While government-granted land rights – and native title – continue to deliver too little real autonomy over some traditional lands to Indigenous people, the legal case of 33 Meriam people led by Eddie Koiki Mabo opened the possibility that Aboriginal and Torres Strait islanders could, through the invader’s court processes, have their enduring traditional laws and customs, and associations with land and the rights that ought to entail, acknowledged.

It is often referred to as a “historic” moment. It is in the truest sense a moment that upended white “Australian history” – when the state was forced to nod to the irrefutable primacy of a continental Indigenous land connection and custodianship, traditional law and some associated rights.
The highest court in the settler state had, after 222 years, acknowledged that the land did, in fact, belong to the blackfellas when the tall ships arrived.

Eddie Mabo had spent a lifetime fighting for acknowledgement of Meriam land rights. He died five months before the high court’s ruling.

The Keating government’s 1993 Native Title Act clarified to some degree stakeholders’ legal positions and established a federal court process to deal with claims.

More than 40% of the continent is now covered by a combination of land rights (meaning, federal and state parliamentary social justice responses to claims such as that at Gove, by Gough Whitlam and state governments) and exclusive and non-exclusive native title.

But establishing native title is often extremely difficult and divisive, sometimes pitting claimant against claimant owing to the required proof of “continuous” connection to traditional lands from which First Peoples were eradicated or otherwise dispossessed during occupation and colonisation.

The antecedents of some claimants were forcibly shifted to missions and reserves. Their proof of connection to land often relies, ironically, on a combination of non-Indigenous anthropology, old, flawed white mapping and traditional story – oral history. It is a difficult two-way test of continuity of rights and interests under traditional law and maintenance of connection with lands and water since colonisation.

Predictably, perhaps, some hysteria that suburban backyards would be under threat from traditional ownership claims accompanied the Mabo decision and subsequent native title legislation. This was never a reality.

While native title can coexist in some circumstances with pastoral leases (leasehold overrides native title where rights conflict), “exclusive possession” may also exist only in certain places such as unallocated or vacant crown land – usually in the remote centre and north of the continent.

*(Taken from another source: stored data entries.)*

PR #1709, opened 2024-01-12
Change from biasAccOmegaInt to biasAccOmegaInit

varunagrawal:
Made these changes a few years ago, and wanted to create the PR for whenever it was deemed appropriate to merge.

This PR changes all instances of `biasAccOmegaInt` to `biasAccOmegaInit` which is the correct name for the initial noise on the bias for both the accelerometer and the gyroscope.


ProfFan (commented):
Wanted to do this for years, but I'll let Frank decide :P

ProfFan:
Ping @dellaert

dellaert:
Convince me that this is the correct change. There is also an integration covariance mentioned in the paper. Are we sure this is not that? How is an initialization part of a parameter?

varunagrawal:
`PreintegrationParams` has an `integrationCovariance` which is what is used for integration.

https://github.com/borglab/gtsam/blob/d48b1fc8402e28d5b6af8f59cce8dbe87e66cf0c/gtsam/navigation/CombinedImuFactor.cpp#L149

In that same file, we have `bInitCov` which is assigned from `p().biasAccOmegaInt`.

https://github.com/borglab/gtsam/blob/d48b1fc8402e28d5b6af8f59cce8dbe87e66cf0c/gtsam/navigation/CombinedImuFactor.cpp#L150

`biasAccOmegaInit` should be the initial covariance for the 6 dimensional bias term encapsulating both the acceleration and angular velocity (aka `ConstantBias`) and is used by the `CombinedImuFactor` for preintegrating and propagating the bias covariance.

dellaert:
Ok, you convinced me. But how could we make this change in a way that does not break existing user code?

varunagrawal:
> Ok, you convinced me. But how could we make this change in a way that does not break existing user code?

This has been the big question for me. I wonder if we can put in a deprecation warning like message that lets users know the variable name has changed? If we're cutting 4.3a as a new release, can we make an exception?

dellaert:
Typically, we bracket in ifdefs, so we can do that here as well?

dellaert:
@varunagrawal This parameter is now gone, as you know as you were involved in review, so I'll close this.

Issue #1710, opened 2024-01-12
Cephes requires Cmake 3.12, breaks build on Ubuntu Bionic


berndpfrommer:
The nightly Ubuntu Bionic builds break because the newly-added cephes library requires CMake 3.12 or higher
```
-- Found Eigen version: 3.3.4
CMake Error at gtsam/3rdparty/cephes/CMakeLists.txt:1 (cmake_minimum_required):
  CMake 3.12 or higher is required.  You are running version 3.10.2
```
Options:
1) Drop support for Ubuntu Bionic
2) Change required cmake version for libcephes to 3.10. I can build it locally on my machine without encountering errors. It is likely that libcephes does not rely on any features introduced between 3.10 and 3.12

varunagrawal:
Fixed by #1711. Closing, thanks @berndpfrommer

PR #1711, opened 2024-01-12
libcephes only needs 3.10, allowing build on ubuntu 18.04

berndpfrommer:
This PR changes the cmake requirements for libcephes from 3.12 to 3.10. This allows building on Ubuntu 18.04 (bionic), which only has cmake v 3.10.2.
This PR addresses issue #1710

I tested that GTSAM builds correctly on my local machine (which is Ubuntu 22.04, cmake 3.22.1).


varunagrawal (approved):
Thanks @berndpfrommer!

PR #1712, opened 2024-01-16
Update Wrapper

### LINKED ISSUE #1606: KeySet class in python is missing methods
## Feature

The `KeySet` class in python should have more methods available like `__iter__`, `__contains__`, `remove`, etc.

## Motivation

I'd like to be able to do things like:

```
for key in graph.keys():
    if key not in initial_estimate.keys():
        print(f"WARNING: missing key {key} in initial_estimate")
```

varunagrawal:
Update the wrapper with new functionality supporting a new double-underscore (dunder) syntax. This makes wrapping classes that should exhibit some behavior in Python easier.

The bottom line where native title and the Australian court process meets: it’s easier for those whose connection to traditional land was less disrupted by invasion to assert their rights. This leads to conflicts over land between them and others who were more impacted and, therefore, find it harder to establish continuous connection.

So, while terra nullius was proved to be a laughable fiction, degrees of colonial disruption – or invasion – will now largely determine the success of native title claims.

And that’s another unjust, malevolent legacy of colonialism and occupation for Aboriginal and Torres Strait Islander people.